===== INPUT FOR THIS TASK =====
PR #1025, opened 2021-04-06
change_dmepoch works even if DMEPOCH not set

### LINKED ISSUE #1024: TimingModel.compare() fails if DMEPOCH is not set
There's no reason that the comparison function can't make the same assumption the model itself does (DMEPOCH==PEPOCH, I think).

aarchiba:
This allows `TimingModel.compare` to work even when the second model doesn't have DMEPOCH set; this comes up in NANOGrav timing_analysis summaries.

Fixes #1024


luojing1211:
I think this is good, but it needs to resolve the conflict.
=====
EXERCISE: From the records above, show each line that contains the word "think".

WORKED SOLUTION:
There's no reason that the comparison function can't make the same assumption the model itself does (DMEPOCH==PEPOCH, I think).
I think this is good, but it needs to resolve the conflict.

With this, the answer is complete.